Artigo

Riscos ambientais da PEC das Praias

Essa faixa costeira é fundamental na contenção da erosão litorânea e das mudanças climáticas. Elas são partes do patrimônio nacional, devendo ser geridas pelo interesse público

Vista aérea da praia no Recreio dos Bandeirantes, no Rio de Janeiro: forte calor obrigou os cariocas a procurarem um refresco no mar. Pelo menos mais cinco estados registraram máximas acima da média       -  (crédito: Tércio Teixeira/AFP)
Vista aérea da praia no Recreio dos Bandeirantes, no Rio de Janeiro: forte calor obrigou os cariocas a procurarem um refresco no mar. Pelo menos mais cinco estados registraram máximas acima da média - (crédito: Tércio Teixeira/AFP)

Suzana Raminelli

Doutoranda em biologia marinha pela Universidade Federal Fluminense (UFF) e coordenadora do projeto Cavalos do Mar

Manuel Borges

Doutorando em ecologia pela Universidade de Brasília (UnB)


Yara Yoshino

Pesquisadora dos impactos do turismo costeiro na UnB


Eduardo Bessa

Professor da pós-graduação em ecologia da UnB e membro da Rede Biota Cerrado

 

A Proposta de Emenda Constitucional 3/2022, a PEC das Praias, tem sido debatida nos últimos dias, especialmente sob a ótica econômica e social. Gostaríamos de incluir aqui alguns argumentos ambientais a partir de nossa pesquisa em biologia marinha. O objetivo principal dessa PEC é a concessão privada de terrenos de marinha. Há um entendimento de que essa faixa se localize acima de 33 metros da linha d’água, o que exclui as praias. Há outro entendimento que cita que essas áreas vão até onde se faça sentir a influência da maré. Só nessa duplicidade de interpretações, já há margem para conflitos.

Essa faixa costeira é fundamental na contenção da erosão litorânea e das mudanças climáticas. Elas são partes do patrimônio nacional, devendo ser geridas pelo interesse público. Por mais que não privatize praias, a PEC 3/2022 resultará em degradação ambiental, expulsão de pescadores artesanais, dificuldade de acesso à praia e especulação imobiliária.

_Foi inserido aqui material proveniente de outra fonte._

PR #4333, opened 2020-04-08
allow reusing Postgres scalars in custom types (close #4125)

### LINKED ISSUE #4125: Reuse Hasura postgres scalars with actions
Allow using Hasura postgres scalars for Actions, which otherwise leads to a lot of unnecessary type duplication on a codegen-ed client.

rakeshkky:
### Description

Allow reusing Postgres scalars in custom types. Now actions GraphQL schema can reuse Postgres base types as scalars. 
For example, I can set the type of field in the action output type as `geography` (from postgis extension) which is defined in Postgres database.

```graphql
# define a custom scalar
scalar Date

# The action output type
type User {
  id: ID!
  name: String!
  location: geography # Postgres scalar
  created_at: Date! # Custom scalar
}
```

### Changelog

### Affected components

- [x] Server
- [ ] Docs
- [x] Tests

### Related Issues

close #4125 

### Solution and Design

Fetch all available base types from postgres along with catalog metadata. Use the same for validating custom types and publish the reused scalars in the schema.

### Steps to test and verify

Use `set_custom_types` `/v1/query` API to define custom types. Use any Postgres scalar type to declare the type of any field in `objects` or `input_objects` without explicitly defining them in `scalars`. 

N/A

#### Catalog upgrade

- [x] No
- [ ] Yes

#### Metadata

- [x] No
- [ ] Yes

#### GraphQL

#### Breaking changes

- [x] No Breaking changes


CHANGELOG.md
```diff
@@ -11,6 +11,7 @@ The order and collapsed state of columns is now persisted across page navigation
 
 ### Bug fixes and improvements
 
+- server: reusing Postgres scalars in custom types is allowed (close #4125)
```
lexi-lambda, line 14: This is probably subjective, but I think this would read more positively if written in [the active voice](https://en.wikipedia.org/wiki/Active_voice)! Something like this:

```suggestion
- server: Support reusing Postgres scalars in custom types (close #4125)
```

server/src-lib/Hasura/RQL/DDL/CustomTypes.hs
```diff
@@ -23,12 +24,13 @@ import           Hasura.GraphQL.Schema.CustomTypes (buildCustomTypesSchemaPartia
 
 validateCustomTypeDefinitions
   :: (MonadValidate [CustomTypeValidationError] m)
-  => TableCache -> CustomTypes -> m ()
-validateCustomTypeDefinitions tableCache customTypes = do
+  => TableCache -> CustomTypes -> [PGScalarType] -> m [PGScalarType]
```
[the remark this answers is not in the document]
rakeshkky: I've documented the changes in source code in the latest commit.

docs/graphql/manual/actions/types/index.rst
```diff
@@ -141,6 +141,11 @@ a scalar called ``Date``, you can define it like.
 These scalars can be used as arguments of the mutation or as fields of object
 types and input types.
 
+.. admonition:: Postgres scalars
+
+   The base types from Postgres can be reusable as custom scalars without explicitly declaring them.
```
marionschleifer, line 146:
```suggestion
   The Postgres base types are reusable as custom scalars without explicitly declaring them.
```

docs/graphql/manual/actions/types/index.rst
```diff
@@ -141,6 +141,11 @@ a scalar called ``Date``, you can define it like.
...
+   For example, the ``uuid`` type from ``pgcrypto`` extension can be used to resolve a UUID data.
```
marionschleifer, line 147:
```suggestion
   For example, the ``uuid`` type from the ``pgcrypto`` extension can be used to resolve a ``uuid`` data field.
```

marionschleifer: @rakeshkky I was not sure what you meant by "resolve a uuid data". I added a suggestion, please check for correctness 🙂

server/src-lib/Hasura/RQL/DDL/CustomTypes.hs
```diff
@@ -15,20 +15,26 @@ import qualified Database.PG.Query                 as Q
...
 
 import           Hasura.GraphQL.Schema.CustomTypes (buildCustomTypesSchemaPartial)
 
+-- | Validate the custom types and return any reused Postgres base types (as scalars)
 validateCustomTypeDefinitions
   :: (MonadValidate [CustomTypeValidationError] m)
-  => TableCache -> CustomTypes -> m ()
-validateCustomTypeDefinitions tableCache customTypes = do
+  => TableCache -- ^ The Postgres tables
+  -> CustomTypes -- ^ Custom types subject to validation
```
lexi-lambda, line 29: I think the role of these two arguments is self-explanatory given their types alone (in combination with the function name), so I’d drop the comments here (since they’re just basically just restating existing information). The other two comments are great, though, thank you for them!

```suggestion
  => TableCache
  -> CustomTypes
```

server/src-lib/Hasura/RQL/Types/Catalog.hs
```diff
@@ -139,6 +140,20 @@ instance NFData CatalogFunction
...
 
+data CatalogCustomTypes
+  = CatalogCustomTypes
+  { _cctCustomTypes :: !CustomTypes
+  , _cctPgScalars   :: ![PGScalarType]
+  -- ^ Base types from Postgres required for validating custom types
+  -- to check if any one of them uses the Postgres base type name
+  -- and publish them in generated GraphQL schema as Scalars.
+  -- These won't be tracked in the metadata.
+  -- See https://github.com/hasura/graphql-engine/issues/4125
```
lexi-lambda, line 151: > `Base types from Postgres required for validating custom types to check if any one of them uses the Postgres base type name and publish them in generated GraphQL schema as Scalars.`

I’m afraid I don’t understand this sentence. 🙁 Perhaps it could be reworded as something like this:

```haskell
-- ^ All Postgres base types, which may be referenced in custom type
-- definitions. When we validate the custom types (see
-- 'validateCustomTypeDefinitions'), we record which base types were referenced
-- so that we can be sure to include them in the generated GraphQL schema.
```

> `These won't be tracked in the metadata.`

Why not? Presumably because we fetch them on-demand from the types in the GraphQL database, but then it would be good to explicitly say so!

```haskell
-- These are not actually part of the Hasura metadata --- we fetch them from
-- @pg_catalog.pg_type@ --- but they’re needed when validating the custom type
-- metadata, so we include them here.
```

> `See https://github.com/hasura/graphql-engine/issues/4125`

Generally, I like linking relevant issues! But in this case, #4125 doesn’t really include any useful information in its description (which is unfortunate, but a separate problem), so I’d just drop the link.

server/src-rsr/catalog_metadata.sql
```diff
@@ -173,6 +173,15 @@ from
...
       ) fi on 'true'
   ) as computed_field,
+  (
+    select
+      json_build_object(
+        'custom_types',
+         coalesce((select custom_types from hdb_catalog.hdb_custom_types), '{}'),
+        'pg_scalars',
+         coalesce((select json_agg(typname) from pg_catalog.pg_type where typtype = 'b'), '[]')
+      ) as item
```
lexi-lambda, line 183: This is the sort of situation where [GHC’s `Note`s](https://github.com/hasura/graphql-engine/blob/995e198d0af405a67415ef3d2a178a4c5bda1d54/server/STYLE.md#out-of-line-notes) really shine. It’s not immediately clear from reading this code why we’re fetching things from `pg_type` here, and we *could* figure it out by diligently following the control flow until we find the comment on the `CatalogCustomTypes` definition. But to make it easier on future readers, we could also add a `Note`:

```haskell
{- Note [Postgres scalars in custom types]
~~~~~~~~~~~~~~~~~~~~~~~~~~~~~~~~~~~~~~~~~~
It’s very convenient to be able to reference Postgres scalars in custom type
definitions. For example, we might have a type like this:

    type User {
      id: uuid!
      name: String
      location: geography
    }

The uuid and geography types are Postgres scalars, not separately-defined
GraphQL types. To support this, we have to take a few extra steps:

  1. The set of Postgres base types is not fixed; extensions like PostGIS add
     new ones, and users can even define their own. Therefore, we fetch the
     currently defined base types from the @pg_type@ system table as part of
     loading the metadata.

  2. It’s possible for a custom type definition to use a type that doesn’t
     appear elsewhere in the GraphQL schema, so we record which base types were
     referenced while validating the custom type definitions and make sure to
     include them in the generated schema explicitly. -}
```

You could put that somewhere in `Hasura.RQL.DDL.CustomTypes`, perhaps next to the `validateCustomTypeDefinitions` function, and then you could add a comment in `catalog_metadata.sql` that points to it:

```sql
      json_build_object(
        'custom_types',
         coalesce((select custom_types from hdb_catalog.hdb_custom_types), '{}'),
        'pg_scalars', -- see Note [Postgres scalars in custom types]
         coalesce((select json_agg(typname) from pg_catalog.pg_type where typtype = 'b'), '[]')
      ) as item
```

You could also include references to the `Note` in the comment attached to `CatalogCustomTypes` and in the body of the `validateCustomTypeDefinitions` function. That way you can just state all the tricky details in one spot, and you don’t have to restate yourself in several different places! 🙂

server/src-lib/Hasura/RQL/DDL/CustomTypes.hs
```diff
@@ -15,20 +15,26 @@ import qualified Database.PG.Query                 as Q
...
+  -> [PGScalarType] -- ^ List of all Postgres base types
+  -> m [PGScalarType] -- ^ List of reused Postgres base types (as scalars) in custom types
+validateCustomTypeDefinitions tableCache customTypes allPGScalars = do
   unless (null duplicateTypes) $ dispute $ pure $ DuplicateTypeNames duplicateTypes
   traverse_ validateEnum enumDefinitions
-  traverse_ validateInputObject inputObjectDefinitions
-  traverse_ validateObject objectDefinitions
+  inputObjectReusedPGScalars <- concat <$> traverse validateInputObject inputObjectDefinitions
+  objectReusedPGScalars <- concat <$> traverse validateObject objectDefinitions
```
lexi-lambda, line 36: All this threading around of the collected scalars seems like it would be much easier to do using [a writer monad](https://hackage.haskell.org/package/mtl-2.2.2/docs/Control-Monad-Writer-Strict.html). And if you use a `HashSet PGScalarType` instead of a `[PGScalarType]`, you won’t have to worry about duplicates! So you could just write

```haskell
validateCustomTypeDefinitions tableCache customTypes allPGScalars = execWriterT do
  unless (null duplicateTypes) $ dispute $ pure $ DuplicateTypeNames duplicateTypes
  traverse_ validateEnum enumDefinitions
  traverse_ validateInputObject inputObjectDefinitions
  traverse_ validateObject objectDefinitions
```

and every time you find a reference to a scalar type, you could write `tell $ S.singleton reusedScalar`.

docs/graphql/manual/actions/types/index.rst
```diff
@@ -141,6 +141,11 @@ a scalar called ``Date``, you can define it like.
 These scalars can be used as arguments of the mutation or as fields of object
 types and input types.
 
+.. admonition:: Postgres scalars
+
+   Postgres base types are reusable as custom scalars without explicitly declaring them.
```
marionschleifer, line 146: @rakeshkky do you think we need to explain a little more what this means? Like that the PG base types will be exposed as GraphQL scalars by Hasura? Since I don't understand this in depth, it's hard for me to make specific suggestions. Maybe @lexi-lambda can help?

rakeshkky: @marionschleifer I tried to improve the documentation in the latest commit.

marionschleifer: Oh, didn't see that, sorry!

wawhal:
This also needs changes on the CLI because we now need the introspection schema to parse the SDL.

console/src/shared/utils/deriveAction.js
```diff
@@ -170,7 +177,10 @@ const deriveAction = (
       name: v.variable.name.value,
     };
     const argTypeMetadata = getAstTypeMetadata(v.type);
-    if (!inbuiltTypes[argTypeMetadata.typename]) {
+    if (
+      !inbuiltTypes[argTypeMetadata.typename] &&
+      !isHasuraScalar(argTypeMetadata.type)
```
wawhal, line 182:
```suggestion
      !isHasuraScalar(argTypeMetadata.typename)
```

wawhal: Also @beerose, the `isScalarType` function handles `undefined` and `null` as well. So you can directly use `isScalar(allHasuraTypes[name])` in the `isHasuraScalar` function.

De fato, a especulação imobiliária é o maior risco ambiental da PEC. Áreas já ocupadas ilegalmente seriam regularizadas, estimulando a grilagem. Residências de comunidades tradicionais, como aldeias de pescadores, também teriam títulos particulares, podendo ser vendidos a especuladores imobiliários de maior poderio econômico.

A urbanização da faixa litorânea levaria à perda do manguezal e da restinga, importantes para a regulação de processos ecológicos marinhos e terrestres. Essas vegetações já foram muito desmatadas ao longo da história brasileira. A restinga presta serviços ecossistêmicos de contenção do solo, barra a entrada de poluentes no mar e regula o clima. 

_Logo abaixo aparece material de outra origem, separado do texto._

Issue #4751, opened 2020-05-12
console: reset permissions editor state after creating a new role


beerose:
![permissions-editor](https://user-images.githubusercontent.com/9019397/81736573-14504980-9497-11ea-9b82-c08f110b602d.gif)

### Steps to reproduce

1. Go to the permissions tab.
0. Create a new role. 
0. Open editor for arbitrary action for this role.
0. Start creating a new role — start typing in the `Enter new role` input.

**Current behavior:** the editor is prefilled with the state from the previous role.
**Expected behavior:** the state should be reset.

PR #5833, opened 2020-09-24
Console: Reset the Permission editor after creating new role

Varun-Choudhary:
Closes: #4751 
### Description

Closes the Editor every-time when we enter new role name to create permission

### Affected components

- [X] Console


beerose (approved):
Console

PR #5837, opened 2020-09-25
console: catch api errors, resolves console getting stuck on loading screen (close #5774)

### LINKED ISSUE #5774: /apis/migrate/settings HTTP 500 error isn't displayed in the UI
Hi! :wave:

It would be nice to read this error message in console UI below "Something went wrong..." heading.

image

abhi40308:
Earlier, console was stuck in loading state in case of some API errors, this PR fixes that issue.

**Edit** : Few observations: 
- The error in the reported issue only happens in cli mode.
- It was getting stuck due to error in catching error response if it comes as text, and handling the error object.
- We don't need an api fallback page as console does not get stuck to the `loading...` screen now, and we can reach the console, where we show the error notification like so
Screenshot 2021-03-16 at 2 27 08 PM

### Description
fix #5774 

### Changelog

### Affected components

- [x] Console


console/src/components/Error/ErrorBoundary.tsx
```diff
@@ -19,16 +20,19 @@ export interface Metadata {
 export interface ErrorBoundaryProps {
   metadata: Metadata;
   dispatch: (arg: unknown) => Promise<unknown>; // TODO update when Redux is migrated to TS;
+  errorValue: any;
+  requestError: any;
+  requestURL: any;
```
kolharsam, line 25: We can  try using the correct types for these: 
- errorValue: Error;
- requestError: Error;
- requestURL: string;

console/src/components/Error/ErrorBoundary.tsx
```diff
@@ -79,21 +83,25 @@ class ErrorBoundary extends React.Component<
...
   render() {
-    const { metadata } = this.props;
-    const { hasError, type, error } = this.state;
+    const { metadata, errorValue, requestError, requestURL } = this.props;
+    const { hasReactError, type, error } = this.state;
 
-    if (hasError && metadata.ongoingRequest) {
+    if (hasReactError && metadata.ongoingRequest) {
       return <Spinner />;
     }
```
kolharsam, line 91: Question: When does this case occur?

console/src/components/Error/ErrorBoundary.tsx
```diff
@@ -79,21 +83,25 @@ class ErrorBoundary extends React.Component<
...
         <PageNotFound resetCallback={this.resetState} />
       ) : (
         <RuntimeError resetCallback={this.resetState} error={error} />
       );
     }
 
+    if (requestError===null && errorValue) {
+        return <ApiError error={errorValue} requestURL={requestURL} />
+    }
+
```
kolharsam, line 104: I think in most cases, it should work well. But yes, we should try out as many different scenarios and make sure all requests are being made using `requestAction` and these errors are caught appropriately.

kolharsam (commented):
Just leaving a list of things that need to be done for this PR:
 - [ ] Understand how a failed request is handled atm. (on the `Loading...` screen)
 - [ ] `RequestAction` is used in mulitple places when the console is loaded, so yeah, if those requests fail, we should not be showing this API error page, but only on the `Loading...` page.
(We can perhaps use `isLoading` along with the current conditions that you have set)

console/src/utils/requestAction.ts
```diff
@@ -46,9 +46,27 @@ const requestAction = (
...
+              isResponseJSON = false;
+            }
+
+            if (!isResponseJSON) {
+              return response.text().then(errorMsg => {
+                dispatch({ type: FAILED_REQUEST });
+                if (ERROR) {
+                  dispatch({ type: ERROR, response, data: errorMsg });
+                }
+                // a bool to check whether loading screen is shown, and based on this call error request
```
kolharsam, line 63: TODO

console/src/routes.js
```diff
@@ -54,7 +54,8 @@ const routes = store => {
           cb();
         },
         r => {
-          if (r.code === 'data_api_error') {
+          // TODO: let's add one more case here when 'r' is not defined.
```
kolharsam, line 57: TODO

console/src/components/Error/ErrorBoundary.tsx
```diff
@@ -79,21 +83,26 @@ class ErrorBoundary extends React.Component<
...
-    if (hasError) {
+    if (hasReactError) {
       return type === '404' ? (
         <PageNotFound resetCallback={this.resetState} />
       ) : (
         <RuntimeError resetCallback={this.resetState} error={error} />
       );
     }
 
+    // TODO: Check the condition here, it causes the console to keep making repeated requests
```
kolharsam, line 101: TODO

kolharsam (commented):
Just pointing these TODOs out to you @abhi40308

console/src/routes.js
```diff
@@ -54,17 +54,18 @@ const routes = store => {
...
         r => {
-          if (r.code === 'data_api_error') {
+          if (r && r.code === 'data_api_error') {
             dispatch(showErrorNotification('Error', null, r));
           } else {
             dispatch(
               showErrorNotification(
                 'Connection error',
-                'Hasura console is not able to reach your Hasura GraphQL engine instance. Please ensure that your ' +
+                'Hasura console is not able to reach your Hasura CLI instance. Please ensure that your ' +
```
beerose, line 63: Can you elaborate on this change? What if I run console in server mode and there's no CLI involved?

beerose (changes requested):

console/src/routes.js
abhi40308: Thanks for review. We are only dealing with the cli mode here (its in a `if` condition for CLI), and I guess this error message was mistaken, check for reference: https://github.com/hasura/graphql-engine-mono/blob/main/console/src/routes.js#L57

abhi40308: we don't need an api error fallback page in my opinion, I've updated the pr and pr description accordingly

beerose:
Closing in favor of https://github.com/hasura/graphql-engine-mono/pull/856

Os manguezais são fundamentais para a ciclagem de nutrientes, servem de berçário natural e preservam a linha costeira. Espécies de interesse econômico vivem pelo menos parte de seu ciclo de vida nos manguezais, como robalos e cavalos-marinhos, com interesse gastronômico e ornamental, respectivamente.

Nosso grupo de pesquisa já mostrou no Ceará como a urbanização organizada e sustentável fora d’água afeta a fauna dentro do mar, como nos peixes. Uma praia intensamente urbanizada apresentou 21 espécies de peixes, enquanto outra praia menos urbanizada abrigou o dobro.

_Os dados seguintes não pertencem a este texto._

PR #5845, opened 2020-09-26
Generalize combinators from Monad to Applicative

tomjaguarpaw:
### Description

There were some combinators whose type specifies `Monad` when `Applicative` is sufficient. This PR generalizes the signatures to `Applicative`.

### Affected components

- [x] Server

#### Metadata

- [x] No
- [ ] Yes

#### GraphQL

#### Breaking changes

- [x] No Breaking changes


tomjaguarpaw:
This doesn't require a changelog entry. I don't think I have the power to set that label.

abooij (approved):
LGTM. While we're at it, perhaps we can remove the redundant brackets around the `Applicative m` constraint.

tomjaguarpaw:
> perhaps we can remove the redundant brackets

Sure, done.

tirumaraiselvan (approved):

PR #5856, opened 2020-09-28
console: fix radio behaviour in table insert/edit item (close #3391)

### LINKED ISSUE #3391: Unexpected radio behaviour in table edit item

Varun-Choudhary:
Closes: #3391 

### Description

Earlier when we press tab to switch to the next textbox while editing or inserting rows, radio button does not activate. This PR resolve that issue. Now when we write some in textbox, radio button activates.

### Affected components

- [X] Console


console/src/components/Services/Data/TableBrowseRows/EditItem.js
```diff
@@ -77,6 +77,31 @@ class EditItem extends Component {
...
+        if (
+          textValue === undefined ||
+          textValue === null ||
+          textValue.length === 0
+        ) {
+          const radioToSelectWhenEmpty = prevValue
+            ? refs[colName].defaultNode
+            : refs[colName].nullNode;
+
+          refs[colName].insertRadioNode.checked = false;
```
soorajshankar, line 101: I think it would be nice if we can plan for removing direct DOM controls and using local state instead.
@beerose thoughts?

soorajshankar (changes requested):
Left a minor comment

console/src/components/Services/Data/TableBrowseRows/EditItem.js
beerose: Yeah, totally agree, it would be. However, this is a pretty complex and big portion of code and refactoring it may take some time. So I'd leave it for later.

beerose:
Close in favor of https://github.com/hasura/graphql-engine-mono/pull/420

PR #5857, opened 2020-09-28
docs: clarify JWT type `RS512`

afitzek:
### Description

This is just clarifying a sentence in the docs, which might lead to confusion.

The jwt type `RS512` does not mean RSA keys with 512-bit
keysize, but that the hash algorithmn used, that creates
the hash, which is in turn signed using the RSA key is
SHA-512.

### Affected components

- [x] Docs


afitzek:
I tried to add the `no-changelog-required` label, but it seems like I don't have the permissions to do this. :)

GavinRay97 (approved):

marionschleifer (approved):

rikinsk (approved):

Defensores da PEC apontam as vantagens econômicas do turismo costeiro. Estudos de nosso grupo demonstram os impactos ambientais do turismo de massa e a importância das áreas preservadas e do turismo de base comunitária, livre de conglomerados empresariais, para distribuir recursos de modo justo e perene.

A PEC, criada em 2011, foi aprovada na Câmara dos Deputados em 2022 e, agora, tramita no Senado, mas ainda não passou pela Comissão de Meio Ambiente de nenhuma das casas legislativas até o momento. Apesar do governo federal se posicionar contrário, parlamentares de sua base já votaram a seu favor na Câmara. 

O fervoroso debate acerca dessa proposta de emenda à constituição traz à tona a opinião pública sobre o assunto, mas não deve desviar o foco do tema em questão. Em audiência pública em 27 de maio, representantes de associações de pescadores e até do órgão responsável por demarcar os terrenos de marinha se posicionaram contra a PEC. E o painel de opinião popular do site do Senado registrava, em 6 de junho, 98,6% contrários à proposta. 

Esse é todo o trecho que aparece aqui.